Jordan Valley Water is governed by a board of nine Trustees who represent eight geographical divisions. They are nominated either by the Salt Lake County Council or a city council, depending upon the division they represent. The Governor then appoints Trustees for a four-year term from those nominated.

Jordan Valley Water has a retail service area primarily in unincorporated areas of Salt Lake County, making up about ten percent of its deliveries. Approximately ninety percent of its municipal water is delivered on a wholesale basis to cities and water districts. In addition, Jordan Valley Water treats and delivers water to Metropolitan Water District of Salt Lake & Sandy on a contractual basis for delivery to Salt Lake City and Sandy City, even though neither city is within Jordan Valley Water's service boundaries. Jordan Valley Water also delivers untreated water to irrigators in Salt Lake and Utah Counties to meet commitments under irrigation exchanges.

==Water conservation issues==
Jordan Valley Water Conservancy District is responsible to plan for long-term facilities and monitor water use to ensure that a sustainable supply of water will be available for the 600,000+ residents within its service area. Given that Utah is the second-driest State in the nation, this presents some unique challenges. Generally, Utahns use more water per capita than residents of other states, with the exception of Nevada. There are a limited number of potential new sources of water which can be developed; however, doing so will be expensive both financially and environmentally. With a goal of reducing water use 25 percent by 2025, Jordan Valley Water launched a major conservation campaign in 1999 in the hopes of extending water supplies for future generations without having to pursue as many new sources.
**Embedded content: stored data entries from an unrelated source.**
PR #4553, opened 2024-11-21
Improves stellar-core-debug-info script and adds docs

### LINKED ISSUE #4545: Document stellar-core-debug-info
Including documentation in the repo as well as stellar-docs

SirTyson:
# Description

Resolves #4545

This PR updates documentation regarding the `stellar-core-debug-info`.

Additionally, while helping people debug nodes, the script was difficult to use and had many default values specific only to SDF infrastructure. I've updated the script to be easier to use. Specifically, it requires an output directory argument, and creates the directory automatically if it does not exist. The script also automatically detects the stellar-core executable path and config via the `stellar-core.service` file. Finally, I've added additional error checking around `offline-info` and better path resolution, which previously was buggy.

# Checklist
- [x] Compiles
- [x] Ran all tests

### DIFF
--- a/scripts/stellar-core-debug-info
+++ b/scripts/stellar-core-debug-info
@@ -15,25 +15,78 @@ import time
 
 def parse_args():
     parser = argparse.ArgumentParser(description='Gathers information about host and stellar-core')
-    parser.add_argument('-d', '--dest', required=False, type=str, help='Pre-existing path to use for scratch space and.'
-                        'storing results. The script will create new subdirectory under this path.',
-                        default='/var/lib/stellar/')
-    parser.add_argument('-c', '--core-config', required=False, type=str, help='Path to the stellar-core config file',
-                        default='/etc/stellar/stellar-core.cfg')
-    parser.add_argument('-l', '--log-dir', required=False, type=str, help='Path where logs are written to.'
-                        'If not set we will try to find it in the config or use /var/log/stellar/ location.'
+    parser.add_argument('outputDir', type=str, help='Path to directory to use for scratch space and '
+                        'storing results. The script will create the directory if it does not exist and a new subdirectory under this path.')
+    parser.add_argument('-c', '--core-config', required=False, type=str, help='Path to the stellar-core config file. '
+                        'If not set we will try to find it in the service file.')
+    parser.add_argument('-l', '--log-dir', required=False, type=str, help='Path where logs are written to. '
+                        'If not set we will try to find it in the config. '
                         'Set to string "disabled" to exclude logs.')
-    parser.add_argument('-b', '--bucket-dir', required=False, type=str, help='Path where buckets are written to.'
-                        'If not set we will try to find it in the config or use /var/lib/stellar/buckets location.'
+    parser.add_argument('-b', '--bucket-dir', required=False, type=str, help='Path where buckets are written to. '
+                        'If not set we will try to find it in the config. '
                         'Set to string "disabled" to exclude buckets directory.')
-    parser.add_argument('-p', '--core-path', required=False, type=str, help='Path to the stellar-core binary'
-                        'If not set "stellar-core" will be used.',
-                        default='stellar-core')
-    parser.add_argument('-s', '--sqlite-path', required=False, type=str, help='Path to the sqlite database.'
-                        'If not set we will try to find it in the config or use /var/lib/stellar/stellar.db location.'
+    parser.add_argument('-p', '--core-path', required=False, type=str, help='Path to the stellar-core binary. '
+                        'If not set "stellar-core" will be used.', default='stellar-core')
+    parser.add_argument('-s', '--sqlite-path', required=False, type=str, help='Path to the sqlite database. '
+                        'If not set we will try to find it in the config. '
                         'Set to string "disabled" to exclude sqlite.')
     return parser.parse_args()
 
+def get_service_exec_start():
+    service_name = "stellar-core.service"
+    try:
+        # Use systemctl to retrieve the service file content
+        result = subprocess.run(
+            ["systemctl", "cat", service_name],
+            stdout=subprocess.PIPE,
+            stderr=subprocess.PIPE,
+            text=True
+        )
+
+        if result.returncode != 0:
+            raise Exception(result.stderr.strip())
+
+        # Parse the service file content
+        exec_start = None
+        for line in result.stdout.splitlines():
+            if line.strip().startswith("ExecStart="):
+                exec_start = line.split("=", 1)[1].strip()
+                break
+
+        if exec_start:
+            return exec_start
+        else:
+            raise ValueError(f"No 'ExecStart' found in {service_name} service file.")
+    except Exception as e:
+        return f"Error: {e}"
+
+def extract_paths(exec_start):
+    try:
+        # Extract the first path (the command)
+        first_path = re.search(r"^([^\s]+)", exec_start).group(1)
+
+        # Extract the config file path after the --conf flag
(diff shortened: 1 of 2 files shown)


scripts/stellar-core-debug-info
```diff
@@ -15,25 +15,78 @@ import time
...
+def get_service_exec_start():
+    service_name = "stellar-core.service"
+    try:
+        # Use systemctl to retrieve the service file content
+        result = subprocess.run(
+            ["systemctl", "cat", service_name],
+            stdout=subprocess.PIPE,
+            stderr=subprocess.PIPE,
+            text=True
+        )
```
jacekn, line 44: :bulb: `subprocess.check_output` might allow you to reduce code needed to handle errors

scripts/stellar-core-debug-info
```diff
@@ -15,25 +15,78 @@ import time
...
+                        'If not set we will try to find it in the config. '
                         'Set to string "disabled" to exclude sqlite.')
     return parser.parse_args()
 
+def get_service_exec_start():
+    service_name = "stellar-core.service"
+    try:
+        # Use systemctl to retrieve the service file content
+        result = subprocess.run(
+            ["systemctl", "cat", service_name],
```
jacekn, line 40: :question: it would be worth testing this inside docker too. We use `/usr/bin/stellar-core` as entrypoint so systemd will not be running inside docker containers.
Perhaps this needs to be handled separately?

scripts/stellar-core-debug-info
SirTyson: Done

scripts/stellar-core-debug-info
SirTyson: Added a function to see if we're running in docker and used the docker default paths if we are.

anupsdf:
Here is the console log from running this on my mac. 
- gathering core info has this vm space error
- Core was not running when I ran this so its strange that offline-info complained but it gave me [this log](https://gist.github.com/anupsdf/47e2b7eb3db7d4678e68151b7e20aee7) where it was having trouble getting db schema version
- gather_os_info is not mac friendly i guess
- i was able to get the buckets directory 
- gathering sqllite db info also complained

```
 ./scripts/stellar-core-debug-info -c ../pubnet_watcher.cfg -p /Users/anuppani/sdf_git/stellar-core/src/stellar-core -s . -b buckets  ../core_logs
Getting get_full_path_for_command /Users/anuppani/sdf_git/stellar-core/src/stellar-core
Gathering OS information...
Error calling function gather_os_info
Gathering stellar-core version and config...
stellar-core(40716,0x1feb14f40) malloc: nano zone abandoned due to inability to reserve vm space.
Warning: running non-release version v22.0.0rc2-85-g4b4cd3657 of stellar-core
Error calling function gather_core_info
Gathering stellar-core offline-info...
Warning: offline-info command failed. Maybe stellar-core is still running? For more information check /Users/anuppani/sdf_git/core_logs/stellar-core-debug-info-2024-11-22-08-18-09/offline-info/output
Gathering logs...
Error calling function gather_logs
Gathering buckets directory
Gathering sqlite DB
Error calling function gather_sqlite_db
Results stored in /Users/anuppani/sdf_git/core_logs/stellar-core-debug-info-2024-11-22-08-18-09.tar.gz
Encountered some errors when gathering data
```

SirTyson:
> Here is the console log from running this on my mac.
> 
> * gathering core info has this vm space error
> * Core was not running when I ran this so its strange that offline-info complained but it gave me [this log](https://gist.github.com/anupsdf/47e2b7eb3db7d4678e68151b7e20aee7) where it was having trouble getting db schema version
> * gather_os_info is not mac friendly i guess
> * i was able to get the buckets directory
> * gathering sqllite db info also complained
> 
> ```
>  ./scripts/stellar-core-debug-info -c ../pubnet_watcher.cfg -p /Users/anuppani/sdf_git/stellar-core/src/stellar-core -s . -b buckets  ../core_logs
> Getting get_full_path_for_command /Users/anuppani/sdf_git/stellar-core/src/stellar-core
> Gathering OS information...
> Error calling function gather_os_info
> Gathering stellar-core version and config...
> stellar-core(40716,0x1feb14f40) malloc: nano zone abandoned due to inability to reserve vm space.
> Warning: running non-release version v22.0.0rc2-85-g4b4cd3657 of stellar-core
> Error calling function gather_core_info
> Gathering stellar-core offline-info...
> Warning: offline-info command failed. Maybe stellar-core is still running? For more information check /Users/anuppani/sdf_git/core_logs/stellar-core-debug-info-2024-11-22-08-18-09/offline-info/output
> Gathering logs...
> Error calling function gather_logs
> Gathering buckets directory
> Gathering sqlite DB
> Error calling function gather_sqlite_db
> Results stored in /Users/anuppani/sdf_git/core_logs/stellar-core-debug-info-2024-11-22-08-18-09.tar.gz
> Encountered some errors when gathering data
> ```

Hmm this looks like an issue with your core build. Can you run `version` command normally without the script? It looks like the malloc error is coming from within stellar-core, not the script.

Wrt os_info, that's only supported on linux. This is fine, as the script is intended for production environments. Finally, I don't think gathering sqllite info worked because you fed the script a bad path via the `-s .` flag, this should be something like `-s ./sql.db`. You should be able to just run ` ./scripts/stellar-core-debug-info -c ../pubnet_watcher.cfg -p /Users/anuppani/sdf_git/stellar-core/src/stellar-core ../core_logs` and the db and buckets path will be automatically pulled from the provided config.

anupsdf:
> 
> Hmm this looks like an issue with your core build. Can you run `version` command normally without the script? It looks like the malloc error is coming from within stellar-core, not the script.
> 
> Wrt os_info, that's only supported on linux. This is fine, as the script is intended for production environments. Finally, I don't think gathering sqllite info worked because you fed the script a bad path via the `-s .` flag, this should be something like `-s ./sql.db`. You should be able to just run ` ./scripts/stellar-core-debug-info -c ../pubnet_watcher.cfg -p /Users/anuppani/sdf_git/stellar-core/src/stellar-core ../core_logs` and the db and buckets path will be automatically pulled from the provided config.

My config file didn't have the db and buckets path, I will add them. For now, `-s ./stellar.db` option worked for SQLite.
My version command [output](https://gist.github.com/anupsdf/641cbc79e1b9e56b13384c6cba234d8a) also throws this malloc error but does print the details afterwards.

SirTyson:
> My config file didn't have the db and buckets path, I will add them. For now, `-s ./stellar.db` option worked for SQLite.
> My version command [output](https://gist.github.com/anupsdf/641cbc79e1b9e56b13384c6cba234d8a) also throws this malloc error but does print the details afterwards.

With approximately 65 percent of culinary water used on outdoor landscaping, it was decided that outdoor water would be the place to begin: educate the public about more efficient ways to water their landscapes, and to teach them that water-efficient landscaping can be beautiful.

In 1999, Jordan Valley Water developed the conservation education campaign "Slow The Flow, Save H2O" as a major component of its water conservation efforts. The campaign was successful, spread statewide, and has been adopted by every major water district in Utah.

In 2000, Jordan Valley Water began developing waterwise demonstration gardens at its headquarters site. The gardens have seen a number of expansions since then and now comprise nearly five acres of display gardens called Conservation Garden Park. A new LEED Platinum-designed Education Center was opened to the public in 2013. This center furthers opportunities for outreach and education.